### WHAT TO DO
Only the lines below starting at the one containing "- IN1.40 is an CP" and ending at the one containing "- Renamed the" belong in the answer, each copied exactly.

### DATA
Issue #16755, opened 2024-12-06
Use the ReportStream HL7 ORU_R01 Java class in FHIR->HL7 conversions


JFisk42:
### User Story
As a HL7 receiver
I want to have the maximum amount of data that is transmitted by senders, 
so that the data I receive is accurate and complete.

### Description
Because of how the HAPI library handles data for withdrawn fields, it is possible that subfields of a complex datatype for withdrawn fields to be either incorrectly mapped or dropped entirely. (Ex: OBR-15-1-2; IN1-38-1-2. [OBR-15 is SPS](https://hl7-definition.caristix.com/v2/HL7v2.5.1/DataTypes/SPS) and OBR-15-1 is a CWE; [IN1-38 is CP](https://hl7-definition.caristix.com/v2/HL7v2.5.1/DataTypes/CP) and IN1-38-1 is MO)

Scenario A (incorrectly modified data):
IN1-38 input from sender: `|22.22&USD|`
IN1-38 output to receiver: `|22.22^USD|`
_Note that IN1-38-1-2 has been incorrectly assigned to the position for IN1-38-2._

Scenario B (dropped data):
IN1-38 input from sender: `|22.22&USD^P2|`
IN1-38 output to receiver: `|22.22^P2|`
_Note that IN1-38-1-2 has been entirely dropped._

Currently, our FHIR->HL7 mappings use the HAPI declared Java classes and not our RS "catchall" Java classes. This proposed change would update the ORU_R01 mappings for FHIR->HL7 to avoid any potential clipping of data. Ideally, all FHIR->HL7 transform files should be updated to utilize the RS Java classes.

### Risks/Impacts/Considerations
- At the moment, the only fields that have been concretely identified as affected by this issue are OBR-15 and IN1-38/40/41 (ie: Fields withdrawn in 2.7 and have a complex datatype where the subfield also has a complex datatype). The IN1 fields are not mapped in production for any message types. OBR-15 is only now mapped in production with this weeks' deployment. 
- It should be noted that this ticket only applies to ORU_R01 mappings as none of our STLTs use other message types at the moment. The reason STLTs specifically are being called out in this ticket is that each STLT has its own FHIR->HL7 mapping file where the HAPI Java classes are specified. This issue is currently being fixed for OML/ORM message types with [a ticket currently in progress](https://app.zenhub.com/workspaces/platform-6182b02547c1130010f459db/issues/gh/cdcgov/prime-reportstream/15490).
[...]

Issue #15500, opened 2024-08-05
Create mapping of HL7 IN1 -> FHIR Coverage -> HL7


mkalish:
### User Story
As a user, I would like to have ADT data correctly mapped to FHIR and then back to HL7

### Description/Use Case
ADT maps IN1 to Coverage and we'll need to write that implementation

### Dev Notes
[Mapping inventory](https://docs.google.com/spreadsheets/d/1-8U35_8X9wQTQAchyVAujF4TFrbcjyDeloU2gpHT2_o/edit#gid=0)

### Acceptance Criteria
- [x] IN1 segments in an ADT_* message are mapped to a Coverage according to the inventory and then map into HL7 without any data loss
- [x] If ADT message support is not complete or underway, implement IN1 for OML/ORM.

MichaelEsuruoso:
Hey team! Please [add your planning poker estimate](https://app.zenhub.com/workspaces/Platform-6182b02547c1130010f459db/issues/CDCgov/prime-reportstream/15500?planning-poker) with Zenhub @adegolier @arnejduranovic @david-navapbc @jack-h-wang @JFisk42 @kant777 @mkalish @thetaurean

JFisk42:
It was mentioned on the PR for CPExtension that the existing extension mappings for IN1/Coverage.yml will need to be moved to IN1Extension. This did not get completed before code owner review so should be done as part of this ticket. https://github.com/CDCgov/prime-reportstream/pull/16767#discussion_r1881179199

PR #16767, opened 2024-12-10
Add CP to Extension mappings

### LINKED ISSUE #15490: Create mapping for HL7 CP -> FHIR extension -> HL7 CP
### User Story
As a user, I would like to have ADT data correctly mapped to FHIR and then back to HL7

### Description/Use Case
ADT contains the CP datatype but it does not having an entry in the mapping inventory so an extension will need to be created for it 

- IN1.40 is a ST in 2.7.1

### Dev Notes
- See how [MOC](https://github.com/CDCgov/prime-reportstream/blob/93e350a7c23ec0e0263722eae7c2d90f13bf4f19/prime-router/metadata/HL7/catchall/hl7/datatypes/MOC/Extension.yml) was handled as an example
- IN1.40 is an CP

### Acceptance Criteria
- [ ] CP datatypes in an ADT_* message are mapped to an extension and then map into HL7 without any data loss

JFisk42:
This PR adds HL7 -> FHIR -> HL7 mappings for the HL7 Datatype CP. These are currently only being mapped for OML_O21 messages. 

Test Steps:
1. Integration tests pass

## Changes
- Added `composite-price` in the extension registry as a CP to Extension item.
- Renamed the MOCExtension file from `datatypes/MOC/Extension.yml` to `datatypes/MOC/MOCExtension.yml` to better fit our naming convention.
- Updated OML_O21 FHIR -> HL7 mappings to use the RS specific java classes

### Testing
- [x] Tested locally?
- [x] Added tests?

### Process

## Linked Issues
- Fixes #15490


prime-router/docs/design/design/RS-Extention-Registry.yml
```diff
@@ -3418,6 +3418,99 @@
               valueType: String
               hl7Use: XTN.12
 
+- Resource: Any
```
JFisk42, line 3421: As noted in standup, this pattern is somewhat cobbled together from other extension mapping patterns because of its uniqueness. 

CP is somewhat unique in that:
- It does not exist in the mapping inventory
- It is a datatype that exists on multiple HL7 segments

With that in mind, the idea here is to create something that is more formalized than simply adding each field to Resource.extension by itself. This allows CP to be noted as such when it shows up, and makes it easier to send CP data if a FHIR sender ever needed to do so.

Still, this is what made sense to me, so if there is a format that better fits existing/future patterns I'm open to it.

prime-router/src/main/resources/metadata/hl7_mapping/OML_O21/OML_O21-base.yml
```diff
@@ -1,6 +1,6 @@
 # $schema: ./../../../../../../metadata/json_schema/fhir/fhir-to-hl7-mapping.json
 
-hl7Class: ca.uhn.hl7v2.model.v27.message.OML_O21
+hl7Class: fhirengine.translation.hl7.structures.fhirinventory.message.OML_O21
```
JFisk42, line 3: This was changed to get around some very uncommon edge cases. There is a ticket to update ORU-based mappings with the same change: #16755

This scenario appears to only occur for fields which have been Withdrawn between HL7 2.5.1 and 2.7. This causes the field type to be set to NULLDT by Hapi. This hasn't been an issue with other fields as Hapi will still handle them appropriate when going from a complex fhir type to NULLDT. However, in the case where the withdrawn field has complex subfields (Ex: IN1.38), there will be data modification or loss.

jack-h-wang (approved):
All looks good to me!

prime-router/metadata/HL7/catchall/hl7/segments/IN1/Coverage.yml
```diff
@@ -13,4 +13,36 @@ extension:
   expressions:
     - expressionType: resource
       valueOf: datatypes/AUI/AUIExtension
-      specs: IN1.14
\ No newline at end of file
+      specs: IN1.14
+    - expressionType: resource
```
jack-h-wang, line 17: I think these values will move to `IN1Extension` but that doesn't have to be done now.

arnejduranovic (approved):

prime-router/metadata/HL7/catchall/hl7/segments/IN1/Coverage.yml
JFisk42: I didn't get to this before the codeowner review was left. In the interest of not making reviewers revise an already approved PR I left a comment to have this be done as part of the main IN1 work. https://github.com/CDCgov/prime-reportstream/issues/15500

### EXPECTED ANSWER
- IN1.40 is an CP

### Acceptance Criteria
- [ ] CP datatypes in an ADT_* message are mapped to an extension and then map into HL7 without any data loss

JFisk42:
This PR adds HL7 -> FHIR -> HL7 mappings for the HL7 Datatype CP. These are currently only being mapped for OML_O21 messages. 

Test Steps:
1. Integration tests pass

## Changes
- Added `composite-price` in the extension registry as a CP to Extension item.
- Renamed the MOCExtension file from `datatypes/MOC/Extension.yml` to `datatypes/MOC/MOCExtension.yml` to better fit our naming convention.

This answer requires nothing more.